CD Projekt RED Expands 24% as The Witcher 4 and Cyberpunk Sequel Development Accelerate
CD Projekt RED has grown significantly over the past 12 months, adding 226 developers and rising from 707 to 933 employees, a 24% increase as the studio continues scaling up work on its next wave of major projects. The update comes from the company’s official FY2025 earnings report, released on March 19, 2026, alongside a broader financial summary that shows the Polish publisher is entering a heavy investment phase centered on The Witcher 4, the Cyberpunk 2077 sequel, and the early stages of Project Hadar.
The broader financial picture helps explain why CD Projekt is comfortable expanding at this pace. The company said group revenue reached 867 million PLN in 2025, while consolidated net profit came in at 595 million PLN, making 2025 its second best year ever for net earnings. It also said it invested more than 513 million PLN into future releases, with the bulk of that spending directed toward The Witcher 4 and Cyberpunk 2. That is a major signal that CD Projekt is no longer in a post launch holding pattern. It is now clearly reallocating resources toward long term pipeline execution.
Most of the studio’s manpower still appears to be concentrated on The Witcher 4, which remains CD Projekt RED’s flagship project. At the same time, the Cyberpunk 2077 sequel continues to build momentum, and CD Projekt has also confirmed that work has begun on its original IP, Project Hadar. That matters because it shows the studio is no longer just balancing 2 massive franchises. It is actively preparing a third pillar for its future portfolio while still pushing its 2 biggest brands forward.
There is still no official release date for The Witcher 4, but CD Projekt has already made it clear that the game will not launch before 2027. That earlier disclosure reset investor expectations and framed the project as a longer horizon production. With headcount now expanding this aggressively, the latest report reinforces the idea that CD Projekt is trying to keep its major RPG pipeline moving at scale rather than slowing down after its recent successes.

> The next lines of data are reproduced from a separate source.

PR #5738, opened 2019-09-06
Rename suicide to selfdestruct

chfast:


libethereum/Executive.cpp
```diff
@@ -561,7 +561,8 @@ bool Executive::finalize()
     if (m_ext)
     {
         // Accumulate refunds for suicides.
-        m_ext->sub.refunds += m_ext->evmSchedule().suicideRefundGas * m_ext->sub.suicides.size();
+        m_ext->sub.refunds +=
+            m_ext->evmSchedule().suicideRefundGas * m_ext->sub.selfdestructs.size();
```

The earnings release also included fresh sales milestones and platform performance insights for the studio’s existing catalog. CD Projekt said The Witcher 3: Wild Hunt has now sold more than 60 million copies, while platform sales data showed PC remained the dominant channel for both of its biggest franchises in 2025. According to the figures summarized from the FY2025 materials, Cyberpunk 2077 generated 51% of its 2025 sales on PC, followed by PlayStation 5, Nintendo Switch 2 at 10%, and Xbox Series at 9%. The Witcher 3 showed a similarly PC heavy split, with 55% of 2025 sales on PC, 25% on PlayStation 5, and 10% each on Nintendo Switch and Xbox Series. That breakdown highlights how central the PC audience remains to CD Projekt’s business, even as the company expands to newer platforms and broader storefront exposure.
Another important takeaway from the report is that CD Projekt’s profitability grew alongside this expansion. Coverage of the FY2025 results says net profit rose year over year, helped in part by wider platform reach for Cyberpunk 2077, including newer availability on Switch 2 and Mac, as well as added visibility through services such as PlayStation Plus. In other words, CD Projekt is not just hiring for the future on faith alone. It is using a still profitable present to fund a much more ambitious development roadmap.
As for the rumored Witcher 3 expansion, that remains unconfirmed. There is clearly ongoing speculation around possible new content tied to the franchise, but CD Projekt has not announced such a release in its FY2025 materials. For now, the hard takeaway is simpler and more important: CD Projekt RED is getting bigger, spending heavily, and positioning itself for a new cycle led by The Witcher 4, the next Cyberpunk, and eventually Hadar. After the studio’s turbulent past, this is one of the clearest signs yet that it wants its next era to be built on scale, structure, and long term production readiness.
Do you think CD Projekt RED’s bigger team will help it deliver a smoother launch for The Witcher 4 and the next Cyberpunk, or does rapid expansion create a new set of risks for the studio?